PR #2374, opened 2026-01-20
EDM-2985: Add API version to HTTP request logs

sk-ilya:
The requested version is appended as `(v1beta1)` after the request url:

```
2026/01/20 17:08:50 [iskornya/zdOvzCLVNr] "GET https://hostname:3443/api/v1/devices&summaryOnly=false HTTP/1.1" (v1beta1) from 10.244.0.1:62635 - 200 3629B in 21.222134ms
```

## Summary by CodeRabbit

* **Chores**
  * Request logs now include an API version tag for each request to improve observability; existing logging thresholds and behavior are unchanged.

* **Documentation**
  * Clarified inline middleware notes describing version-specific middleware configuration.

* **Tests**
  * Added tests to verify API version tagging appears correctly in request logs.

### DIFF
--- a/internal/api_server/middleware/chi_logger.go
+++ b/internal/api_server/middleware/chi_logger.go
@@ -7,6 +7,7 @@ import (
 	"runtime"
 	"strings"
 
+	apiversioning "github.com/flightctl/flightctl/api/versioning"
 	"github.com/flightctl/flightctl/internal/api_server/versioning"
 	chimw "github.com/go-chi/chi/v5/middleware"
 )
@@ -60,7 +61,7 @@ type apiVersionLogFormatter struct {
 }
 
 func (f *apiVersionLogFormatter) NewLogEntry(r *http.Request) chimw.LogEntry {
-	apiVersion := apiVersionTag(r.Header.Get(versioning.HeaderAPIVersion))
+	apiVersion := apiVersionTag(r.Header.Get(apiversioning.HeaderAPIVersion))
 	logger := apiVersionTaggingLogger{base: f.Logger, apiVersion: apiVersion}
 
 	df := &chimw.DefaultLogFormatter{Logger: logger, NoColor: f.NoColor}
--- a/internal/api_server/middleware/chi_logger_test.go
+++ b/internal/api_server/middleware/chi_logger_test.go
@@ -6,7 +6,7 @@ import (
 	"regexp"
 	"testing"
 
-	"github.com/flightctl/flightctl/internal/api_server/versioning"
+	"github.com/flightctl/flightctl/api/versioning"
 	chimw "github.com/go-chi/chi/v5/middleware"
 	"github.com/stretchr/testify/assert"
 	"github.com/stretchr/testify/require"


internal/api_server/middleware/chi_logger.go
```diff
@@ -0,0 +1,70 @@
...
+func (l apiVersionTaggingLogger) Print(v ...interface{}) {
+	if l.apiVersion == "" || len(v) != 1 {
+		l.base.Print(v...)
+		return
+	}
+
+	// Chi logs format: "HTTP/1.1 200 OK from 127.0.0.1". This finds " from "
+	// and injects the version before it: "HTTP/1.1 200 OK (v1alpha1) from 127.0.0.1"
+
+	// It's hacky, but allows reusing the existing logger
```
asafbss, line 30: I’m a bit concerned about mutating chi’s default access-log message by doing string injection.
This changes the log format in a way that can break existing log parsers or downstream tooling that assumes the current structure. Also, the value comes from a client-controlled header, so logging it raw into the main message feels risky unless we strictly validate/normalize it first.

Before we go down this path, can we clarify the actual goal here? If the intent is observability (e.g., understanding usage or errors by API version), could HTTP metrics be a better fit for this instead?

sk-ilya: The goal is to extend request logging to indicate the actual API version being used. Normally, just seeing the path is enough, but in our case the version is carried in the `Flightctl-API-Version` header. HTTP metrics would be nice to have, but they’re optional and won’t help troubleshoot request-level issues.

> existing log parsers or downstream tooling that assumes the current structure.

I don’t think chi’s default logger is intended to be parsed by tooling that assumes a strict, stable format.


> value comes from a client-controlled header, so logging it raw into the main message feels risky 

Good point, I'll update

sk-ilya: Done

asafbss: I’m not an expert on chi logging internals, but given the trade-offs here I think it’s worth getting more feedback from others as well (maybe @avishayt  and @fzdarsky  PTAL) before we lock into modifying the default access-log format.

Would it be possible to log the API version as a separate structured field instead of injecting it into the message itself?
That would avoid relying on string formatting and reduce the risk of breaking any downstream log consumers.

sk-ilya: Chi's log format is not structured, it's just a plain text (the example is in the PR's description). We can consider implementing our own structured logger or using an off-the-shelf one, but this out of this PR's scope

asafbss: We might consider:
https://github.com/go-chi/httplog?tab=readme-ov-file#usage

https://pkg.go.dev/github.com/go-chi/chi/middleware#Logger
_"Alternatively, look at https://github.com/goware/httplog for a more in-depth http logger with structured logging support."_

internal/api_server/middleware/chi_logger.go
```diff
@@ -0,0 +1,82 @@
+package middleware
```
hexfusion, line 1: maybe some tests? :)

internal/api_server/middleware/chi_logger.go
```diff
@@ -0,0 +1,82 @@
...
+	apiVersion := apiVersionTag(r.Header.Get(versioning.HeaderAPIVersion))
+	logger := apiVersionTaggingLogger{base: f.Logger, apiVersion: apiVersion}
+
+	df := &chimw.DefaultLogFormatter{Logger: logger, NoColor: f.NoColor}
+	return df.NewLogEntry(r)
+}
+
+func ChiLoggerWithAPIVersionTag() func(http.Handler) http.Handler {
+	stdLogger := log.New(os.Stdout, "", log.LstdFlags)
+	noColor := runtime.GOOS == "windows"
```
hexfusion, line 73: no color on windows :sob:

internal/api_server/middleware/chi_logger.go
sk-ilya: Done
◆ ◆ ◆
● **YOUR GOAL**: Work through the entries above and report the number of lines that include "github", with nothing else.

● **OUTPUT OF THE TASK**: 11